I figured that because I was hoping for a thread strictly dedicated to learning how to develop that it would go in this section. But in general just a place for links and discussion about programming and a place to get questions answered instead of wasting learning time searching the web for answers that lead to no where unless you already have some knowledge.


----------



## Jallen156 (Aug 14, 2011)

P. S I do understand stand what your saying about posting in the wrong place thx


----------



## miketoasty (Jun 10, 2011)

Jallen156 said:


> P. S I do understand stand what your saying about posting in the wrong place thx


Development is a place for ROM's, Kernel's, and Radio's to be posted. We can't bog it down with other random threads or you will be going 3 or 4 pages just to find a ROM from 3 days ago. It just makes things easier in the long run. Also, do you have any Java knowledge? From what I have read that is the main language used in Android development.


----------



## frankydroid (Jun 17, 2011)

I'm currently learning as well. I downloaded the pdf of http://www.amazon.com/gp/aw/d/1430234466/ref=redir_mdp_mobile/189-7227687-5249966

It has a setup guide for windows, but rootzwiki has some articles by dustinmj for ubuntu set up, and there are other os guides too. I haven't finished but it's a good intro. I already have java experience so that isn't a major obstacle for me

Sent from my ADR6400L using Tapatalk


----------



## Jallen156 (Aug 14, 2011)

"miketoasty said:


> Development is a place for ROM's, Kernel's, and Radio's to be posted. We can't bog it down with other random threads or you will be going 3 or 4 pages just to find a ROM from 3 days ago. It just makes things easier in the long run. Also, do you have any Java knowledge? From what I have read that is the main language used in Android development.

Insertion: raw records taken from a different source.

PR #13841, opened 2020-06-14
Update homestead.rst

abdounikarim:
Replace `web` directory by `public`


javiereguiluz:
@abdounikarim thanks for this contribution but I'm afraid we must close it without merging it because of the reasons explained in your previous pull request. We can't make changes like this in 3.4 branch anymore. 3.4 uses the legacy Symfony dir structure and practices (no Flex, etc.) and "modern Symfony" starts in the 4.x branch. Thanks for understanding!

I totally understand but i mean where would something like go. I was hoping to get stickied on here so you wouldn't have to search through pages of stuff.


----------



## icanhazdroid (Jun 24, 2011)

If you wanna learn some Java:
http://download.oracle.com/javase/tutorial/java/index.html


----------



## adstro (Jul 11, 2011)

I would say that the best place to start is http://developer.android.com/guide/index.html. This will give an overview on how the Android system works (assuming you java). Another great resource is http://developer.android.com/resources/index.html which gives you tutorials and sample code. I guess my overall theme is that the overall android developer site (http://developer.android.com) is a GREAT resource that I still find myself going back to on a daily basis.

Once you get going a little bit, stackoverflow and the android Google groups are great place to go when you get stuck. The people there do prefer that you have done a little homework first and at least tried to search for an answer first.

Hope that helps. Those were the places that helped me when I started android development.


----------



## Jaxidian (Jun 6, 2011)

I just saw this and thought this would be a great answer to this question:

http://www.androidpolice.com/2011/0...20-hours-tutorial-series-all-for-free-videos/


----------



## mdiathief (Jul 30, 2011)

I'm curious why non moderators are jumping this guys case...It's my understanding that the Dev forum is under. "Development". Which this is not. But hey what do I know? I'm not an elitist. The guy just wants info.


----------